**ABOUT THIS TASK**. Your answer should consist of each line below that includes the word "yeah".

[Saved data entries]
Issue #480, opened 2021-09-20
Serde_json arbitrary precision


717a56e1:
`jsonrpc` had a feature flag to allow `arbitrary_precision`, this library currently breaks if it is built with it. Could be we open to adding a similar `serde_from_str` override?

dvdplm:
Yes, I think we need to add that. It's not pretty but I don't see a better way at the moment.

For other readers, here's some context:
- https://github.com/serde-rs/json/issues/505 describes the problem and suggests [the work-around that is used in `jsonrpc`](https://docs.rs/jsonrpc-core/18.0.0/src/jsonrpc_core/lib.rs.html#69-79).
- the likely underlying cause in serde: https://github.com/serde-rs/serde/issues/1183
- at the deep end of the rabbit hole we have the "Associated type defaults" [RFC](https://github.com/rust-lang/rust/issues/29661) and all the fall-out from that

@717a56e1 Are you open to contributing a PR?

niklasad1:
I agree but IIRC this affects mainly `u128/i128` and floats but comes with extra costs.

717a56e1:
Yup, got it running with a patched `from_slice`, should get up PR up. Any place we'd like to put the function? I've got it in `types/lib.rs`.

dvdplm:
Probably better off in `jsonrpsee-utils` I think. @niklasad1 wdyt?

niklasad1:
I don't know really because we re-export serde stuff from types so a utility function in types probably makes most sense but I need to see to code first before saying yes or no :)

Either should be fine I think...

niklasad1:
Hey, I have investigated `arbitrary precision` feature in `serde` defeats our `zero-alloc` parsing of `RpcParams` and it's really inefficient in practice one would have to do `json_str -> serde_json::Value -> T`

Further, as the Request/Response types in `jsonrpsee` doesn't use `#[serde(untagged/flatten)]` those will work anyway but there are two cases where `arbitrary precision` are needed at to moment:

1. custom types as "JSON-RPC params" or "JSON-RPC result" that have `#[serde(untagged/flatten)] with u128/u128 as field ` (no way to mitigate those)
2. [ParamsSer](https://github.com/paritytech/jsonrpsee/blob/master/types/src/v2/params.rs#L258-#L267) that is currently only used by the client but could be fixed.

[...]

PR #644, opened 2022-01-09
Check string Id in response

whalelephant:
Hi, 

I would like to add support checking `Repsonse.id` as `Id::Str(x)` when client is parsing responses.

Not sure if this is something already the works so please let me know. thanks!

### DIFF
--- a/client/http-client/src/client.rs
+++ b/client/http-client/src/client.rs
@@ -192,12 +192,26 @@ impl ClientT for HttpClient {
 		// NOTE: `R::default` is placeholder and will be replaced in loop below.
 		let mut responses = vec![R::default(); ordered_requests.len()];
 		for rp in rps {
-			let response_id = rp.id.as_number().copied().ok_or(Error::InvalidRequestId)?;
-			let pos = match request_set.get(&response_id) {
-				Some(pos) => *pos,
-				None => return Err(Error::InvalidRequestId),
+			match rp.id.as_number().copied() {
+				Some(id) => {
+					let pos = match request_set.get(&id) {
+						Some(pos) => *pos,
+						None => return Err(Error::InvalidRequestId),
+					};
+					responses[pos] = rp.result
+				}
+				None => match rp.id.as_str() {
+					Some(s) => {
+						let id: u64 = s.trim().parse().map_err(|_| Error::InvalidRequestId)?;
+						let pos = match request_set.get(&id) {
+							Some(pos) => *pos,
+							None => return Err(Error::InvalidRequestId),
+						};
+						responses[pos] = rp.result
+					}
+					None => return Err(Error::InvalidRequestId),
+				},
 			};
-			responses[pos] = rp.result
 		}
 		Ok(responses)
 	}
--- a/client/http-client/src/client.rs
+++ b/client/http-client/src/client.rs
@@ -142,10 +142,18 @@ impl ClientT for HttpClient {
 			}
 		};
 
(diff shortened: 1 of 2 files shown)


niklasad1:
Hey @whalelephant 

Thanks for your PR, the reason why we assert that the response ID must be a `Number` is because the library itself only transmit method calls with `ID` as `Number`.

Can you elaborate why you need `IDs` as `String`? If that's desired it's should be configurable to choose request ID type or allow users to provide their own IDs such as unique IDs or something..

whalelephant:
Hi @niklasad1 

> the reason why we assert that the response ID must be a Number is because the library itself only transmit method calls with ID as Number.

makes sense! 

> Can you elaborate why you need IDs as String? If that's desired it's should be configurable to choose request ID type or allow users to provide their own IDs such as unique IDs or something..

Sure! I think the main reason is that I cannot guarentee the server parses / deserializes to the same Id type in the response since Id supports both str and num. This all comes from the investigation related to deserializing the `u64` type (mentioned #480 and [here](https://github.com/AleoHQ/snarkOS/issues/1369)). A way to parse any type is to read the Id as `serde_json::value::RawValue`, which mean it may be returned as a string. 

Thanks!

niklasad1:
https://github.com/AleoHQ/snarkOS/issues/1369 is not related this library but I see that you need to workaround this because it suffers from serde bug that it can't deduce the number type properly probably because of the `arbitrary precision feature`

FWIW, we are not supporting `arbitrary precision` in `jsonrpsee servers` and doesn't suffer from this bug so #480 is not an issue for this case but won't work for `u128` or `untagged serde enums` (unless someone enables that feature on serde_json). We are not planning to support it, I should explain it in the issue.

From the "clients" point-of-view the server must be reply with the same `id` for the request to be completed (1 == 1 &&  1 != "1"), the example https://github.com/AleoHQ/snarkOS/issues/1369 when replies with `null` the client can't know which request that failed (expect HTTP).

With that said if you could implement a configuration on the clients in the builders to support `numeric IDs` or `Strings (maybe random generated controlled by jsonrpsee)` I would accept it and solve your problems right?

client/http-client/src/client.rs
```diff
@@ -142,10 +142,18 @@ impl ClientT for HttpClient {
...
+			}
+		} else if let Some(response_id) = response.id.as_str() {
+			if response_id == id.inner().to_string() {
+				Ok(response.result)
+			} else {
+				Err(Error::InvalidRequestId)
+			}
 		} else {
 			Err(Error::InvalidRequestId)
 		}
```
maciejhirsz, line 159: This would have been much cleaner if it was a `match` on the enum variants.

client/http-client/src/client.rs
```diff
@@ -184,12 +192,26 @@ impl ClientT for HttpClient {
...
+					Some(s) => {
+						let id: u64 = s.trim().parse().map_err(|_| Error::InvalidRequestId)?;
+						let pos = match request_set.get(&id) {
+							Some(pos) => *pos,
+							None => return Err(Error::InvalidRequestId),
+						};
+						responses[pos] = rp.result
+					}
+					None => return Err(Error::InvalidRequestId),
+				},
```
maciejhirsz, line 213: ditto

maciejhirsz (approved):
~~Looks good, minor grumbles.~~

Nevermind, I see there is another PR that replaces this one.

dvdplm:
Closing in favor of https://github.com/paritytech/jsonrpsee/pull/659

Issue #606, opened 2021-12-13
[ws-client] Make wasm compatible


athei:
There is #227 which covers making the http client wasm compatible. However, I think the ws client is much more important because it is the only one allowing subscriptions. It would allow for creating web frontends written in Rust through `subxt`.

With wasm compatible I mean "runs in a browser". This means making use of `web-sys` to interact with the browser.

niklasad1:
> However, I think the ws client is much more important because it is the only one allowing subscription

yeah, indeed.

It's been a while since I looked at the https://github.com/najamelan/ws_stream_wasm but it won't because the `"async/ws" client` assumes it assumes that it can be split into a sender and receiver because we using them in different tasks.

However, https://github.com/nash-io/nash-ws looks quite promising. I think it should be straight-forward to port over.

athei:
Maybe its worthwhile to use [`web-sys`](https://rustwasm.github.io/wasm-bindgen/api/web_sys/struct.WebSocket.html) directly. This crate looks kind of abandoned.

niklasad1:
Closed by #648

PR #648, opened 2022-01-12
feat: WASM client via web-sys transport

niklasad1:
This PR adds `web-sys` transport to the jsonrpsee client in the browser (via WebSocket), it actually uses "std" currently but I'm not sure whether this will be an issue or not for users.

I added another feature flag `async-wasm-client` to `core` to use a client to that spawns a background task using `wasm_bindgen_futures::spawn_local` instead of `tokio` similar to how `async-client` works. We can probably bikeshed on the naming there.

Another option is to go by `target.'cfg(target_arch = wasm32 )' instead to reduce the number of complicated feature flags to understand in this repo...

Closing #606


client/transport/src/web_sys.rs
```diff
@@ -0,0 +1,98 @@
...
+	websocket.set_onopen(Some(on_open_callback.as_ref().unchecked_ref()));
+	websocket.set_onmessage(Some(on_msg_callback.as_ref().unchecked_ref()));
+	websocket.set_onclose(Some(on_close_callback.as_ref().unchecked_ref()));
+
+	// Prevent for being dropped (this will be leaked intentionally).
+	on_msg_callback.forget();
+	on_open_callback.forget();
+	on_close_callback.forget();
+
+	conn_rx.next().await;
```
niklasad1, line 95: this is a channel because the `FnMut closures` then `oneshot` didn't work

core/src/client/async_client/mod.rs
```diff
@@ -130,9 +138,33 @@ impl ClientBuilder {
...
+		S: TransportSenderT,
+		<S as TransportSenderT>::Error: Sync,
+		R: TransportReceiverT,
+		<R as TransportReceiverT>::Error: Sync,
+	{
+		let (to_back, from_front) = mpsc::channel(self.max_concurrent_requests);
+		let (err_tx, err_rx) = oneshot::channel();
+		let max_notifs_per_subscription = self.max_notifs_per_subscription;
+
+		wasm_bindgen_futures::spawn_local(async move {
```
niklasad1, line 155: https://crates.io/crates/wasm-futures-executor is a candidate but doesn't compile for stable rust yet....

client/transport/src/web_sys.rs
```diff
@@ -0,0 +1,98 @@
...
+	let (tx, rx) = mpsc::unbounded();
+
+	let websocket = WebSocket::new(url.as_ref()).map_err(|_| ())?;
+	websocket.set_binary_type(web_sys::BinaryType::Arraybuffer);
+
+	let tx1 = tx.clone();
+
+	let on_msg_callback = Closure::wrap(Box::new(move |e: MessageEvent| {
+		// Binary message.
+		if let Ok(abuf) = e.data().dyn_into::<js_sys::ArrayBuffer>() {
```
niklasad1, line 60: decode with serde?!

client/transport/src/web_sys.rs
```diff
@@ -0,0 +1,98 @@
...
+use wasm_bindgen::closure::Closure;
+use wasm_bindgen::{JsCast, JsValue};
+use web_sys::{CloseEvent, MessageEvent, WebSocket};
+
+/// Sender.
+#[derive(Debug)]
+pub struct Sender(WebSocket);
+
+// TODO: safety.
+unsafe impl Send for Sender {}
```
niklasad1, line 14: I could fix it with another channel...

client/transport/src/web_sys.rs
```diff
@@ -0,0 +1,124 @@
...
+
+#[derive(Debug)]
+enum WebSocketMessage {
+	Data(String),
+	Close,
+}
+
+/// Sender.
+#[derive(Debug)]
+pub struct Sender(mpsc::UnboundedSender<WebSocketMessage>);
```
niklasad1, line 22: https://github.com/rustwasm/wasm-bindgen/pull/955

The `JsValue` is !Send and I had to use another channel here instead of having `WebSocket` here directly.

core/src/client/async_client/manager.rs
```diff
@@ -32,14 +32,16 @@
...
 use crate::Error;
+use core::hash::BuildHasherDefault;
 use futures_channel::{mpsc, oneshot};
+use hashbrown::hash_map::{Entry, HashMap};
 use jsonrpsee_types::{Id, SubscriptionId};
-use rustc_hash::FxHashMap;
+use rustc_hash::FxHasher;
 use serde_json::value::Value as JsonValue;
 
+type FxHashMap<K, V> = HashMap<K, V, BuildHasherDefault<FxHasher>>;
```
dvdplm, line 43: Is `FxHashMap` not wasm-compatible? I would have thought it was defined pretty much like you did here?

core/src/client/async_client/mod.rs
```diff
@@ -115,7 +116,12 @@ impl ClientBuilder {
 	/// ## Panics
 	///
 	/// Panics if being called outside of `tokio` runtime context.
```
dvdplm, line 118:
```suggestion
	/// Panics if called outside of `tokio` runtime context.
```

core/src/client/async_client/mod.rs
dvdplm: I guess we could call the WASM client "experimental" and require nightly until the `wasm-futures-executor` stabilizes?

core/src/client/async_client/mod.rs
```diff
@@ -186,16 +208,10 @@ impl ClientT for Client {
...
-			_ = timeout => return Err(Error::RequestTimeout)
-		};
-
-		match res {
-			Ok(()) => Ok(()),
-			Err(_) => Err(self.read_error_from_backend().await),
+		match future::select(fut, Delay::new(self.request_timeout)).await {
+			Either::Left((Ok(()), _)) => Ok(()),
+			Either::Left((Err(_), _)) => Err(self.read_error_from_backend().await),
+			Either::Right((_, _)) => Err(Error::RequestTimeout),
```
dvdplm, line 214: To me this looks like it does exactly the same thing as before but this looks more readable. Is that the only reason you switched away from `select!`?

core/src/client/mod.rs
```diff
@@ -128,7 +129,7 @@ pub trait TransportSenderT: Send + 'static {
 /// Transport interface to receive data asynchronous.
 #[async_trait]
 pub trait TransportReceiverT: Send + 'static {
-	/// Error that occur during send or receiving a message.
+	/// Error.
```
dvdplm, line 132: Is that not true anymore?

core/src/client/async_client/mod.rs
```diff
@@ -130,9 +136,31 @@ impl ClientBuilder {
 			id_manager: RequestIdManager::new(self.max_concurrent_requests, self.id_kind),
 		}
 	}
+
+	/// Build the client with given transport.
+	#[cfg(feature = "async-wasm-client")]
+	pub fn build_with_wasm<S, R>(self, sender: S, receiver: R) -> Client
```
dvdplm, line 142: `build_for_wasm`/`build_for_tokio`?

dvdplm: Another option is to keep a single `build` method and then use `cfg_if` to conditionally compile just the spawning?

core/src/client/async_client/mod.rs
niklasad1: it seems be fast enough for now, let's open a issue and investigate the performance gain for it instead....

core/src/client/async_client/manager.rs
niklasad1: you are probably right, I don't remember.

core/src/client/async_client/mod.rs
niklasad1: yes because `tokio` doesn't compile for wasm AFAIU but maybe the macros does?!

core/src/client/async_client/mod.rs
niklasad1: The reason I did like this is to avoid to have `mutually exclusive features` for `async-client` and `async-wasm-client` this way it becomes much cleaner and it should rather `intuitive` because one have to explicit call `build_with_wasm/build_with_tokio`..

opinions?

dvdplm: You're right, this is better.

core/src/client/async_client/helpers.rs
```diff
@@ -225,12 +225,11 @@ pub(crate) fn process_error_response(manager: &mut RequestManager, err: ErrorRes
...
-	timeout: Duration,
-	rx: oneshot::Receiver<Result<T, Error>>,
-) -> Result<Result<T, Error>, oneshot::Canceled> {
-	let timeout = tokio::time::sleep(timeout);
-	tokio::select! {
-		res = rx => res,
-		_ = timeout => Ok(Err(Error::RequestTimeout))
+	timeout: std::time::Duration,
+	rx: futures_channel::oneshot::Receiver<Result<T, Error>>,
+) -> Result<Result<T, Error>, futures_channel::oneshot::Canceled> {
```
niklasad1, line 230: changed to `future::select` to make it work for wasm

jsdw:
> Another option is to go by `target.'cfg(target_arch = wasm32 )' instead to reduce the number of complicated feature flags to understand in this repo...

I wonder whether it's better to have a feature flag like "js"; just because it's compiled to wasm doesn't mean it'll be executed in a browser with access to the web-sys JS APIs (and I think some other crates use "js" but I'd have to go looking to check!) :)

athei:
> I wonder whether it's better to have a feature flag like "js"; just because it's compiled to wasm doesn't mean it'll be executed in a browser with access to the web-sys JS APIs

Does this have pluggable transpart (as in replaceable by a user)? If yes it makes sense to have a feature. If not: What is the point in compiling it for wasm without having access to the web APIs if there is no way to communicate? 

I would propose  using `web` as the feature flag name if there will be a feature flag.

niklasad1:
> Does this have pluggable transpart (as in replaceable by a user)?

That's a good point it's quite complicated to configure the client: the transport needs `--feature web-sys/wasm` for the and then the abstract client needs `--feature wasm-client` to spawn the event loop with `wasm_bindgen_futures::spawn_local`.

We might want to provide a thin wrapper crate that does that mess instead of the users.

But yeah `web` or `web-sys` sounds good to me for the transport then maybe we can get rid of the feature `async-client-wasm` with the thin wrapper crate :point_up:

core/src/client/async_client/mod.rs
```diff
@@ -114,8 +115,13 @@ impl ClientBuilder {
 	///
 	/// ## Panics
 	///
-	/// Panics if being called outside of `tokio` runtime context.
-	pub fn build<S: TransportSenderT, R: TransportReceiverT>(self, sender: S, receiver: R) -> Client {
+	/// Panics if called outside of `tokio` runtime context.
+	#[cfg(feature = "async-client")]
+	pub fn build_with_tokio<S, R>(self, sender: S, receiver: R) -> Client
```
niklasad1, line 120: ideally I would get rid of these but that would require some abstraction over the executor which I haven't found

core/Cargo.toml
```diff
@@ -8,44 +8,58 @@ license = "MIT"
...
 	"rustc-hash",
-	"tokio/sync",
-	"tokio/macros",
-	"tokio/time",
-	"tracing"
+	"tokio",
+	"tracing",
+	"futures-timer",
+]
+async-wasm-client = [
```
niklasad1, line 56: we could reduce the features the `async client` was extracted to a separate crate...

.github/workflows/ci.yml
```diff
@@ -149,3 +154,27 @@ jobs:
...
+
+ test_wasm:
+    name: Test wasm
+    runs-on: ubuntu-latest
+
+    steps:
+    - uses: actions/checkout@master
+
+    - name: Install
+      run: curl https://rustwasm.github.io/wasm-pack/installer/init.sh -sSf | sh
```
jsdw, line 166: I've done `cargo install wasm-pack` in the past; is there an advantage to doing it this way?

jsdw: Aah; one advantage of the script by the looks of it is that it'll download pre-compiled binaries if they exist; that's good to know!

client/transport/src/web_sys.rs
```diff
@@ -0,0 +1,90 @@
+#![cfg(target_arch = "wasm32")]
```
jsdw, line 1: I guess the cfg in lib.rs makes this unnecessary?

.github/workflows/ci.yml
```diff
@@ -149,3 +154,27 @@ jobs:
 
       - name: Cargo nextest
         run: cargo nextest run --workspace
+
+ test_wasm:
```
jsdw, line 158: super pedantic; needs an extra space in front (I can see only 1). Also how about `tests_wasm` (added "s") to be consistent with the other tests_x steps?

core/src/client/mod.rs
```diff
@@ -110,10 +111,28 @@ pub trait SubscriptionClientT: ClientT {
 }
 
 /// Transport interface to send data asynchronous.
+#[cfg(target_arch = "wasm32")]
+#[async_trait(?Send)]
+/// Transport interface for an asynchronous client.
+pub trait TransportSenderT: 'static {
```
jsdw, line 117: So I think the only difference between these wasm and "normal" traits are that wasm doesn't require `Send`. What would be the issue if `Send` existed here?

I wonder whether some duplication could be avoided by eg having a trait like `MaybeSend` that either implies `Send` or does not based on the feature flag, and then use that here instead?

jsdw (approved):
This looks fantastic!

core/src/client/mod.rs
niklasad1: This is `gloo-net` related those types are wrapped in `Rc` and other non-send types so won't work. If you have a look you can see that we split the `WebSocket type` to a sender and receiver which impls `TransportSenderT` and `TransportReceiverT`

First I added extra channel for this i.e, another to use in the `Sender` and `Receiver` types but I got so annoyed by the extra overhead.

Given our use-case i.e. `wasm-bindgen-futures` only can produce !Send futures it might be safe to implement `Send` for our types so I did this hack instead.

With that said `MaybeSend` would be really neat but not sure how to do it with `async-trait`

jsdw: I've no idea whether this would work, but I wondered about something like:

```
#[cfg(target_arch = "wasm32")]
trait MaybeSend: Send {}

#[cfg(not(target_arch = "wasm32"))]
trait MaybeSend {}

impl <T> MaybeSend for T {}
```

and then for the attr on the wasm async_trait:

```
#[cfg_attr(target_arch = "wasm32", async_trait(?Send))]
```

lexnv (approved):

**RESPONSE FOR THIS EXERCISE**.
yeah, indeed.
But yeah `web` or `web-sys` sounds good to me for the transport then maybe we can get rid of the feature `async-client-wasm` with the thin wrapper crate :point_up:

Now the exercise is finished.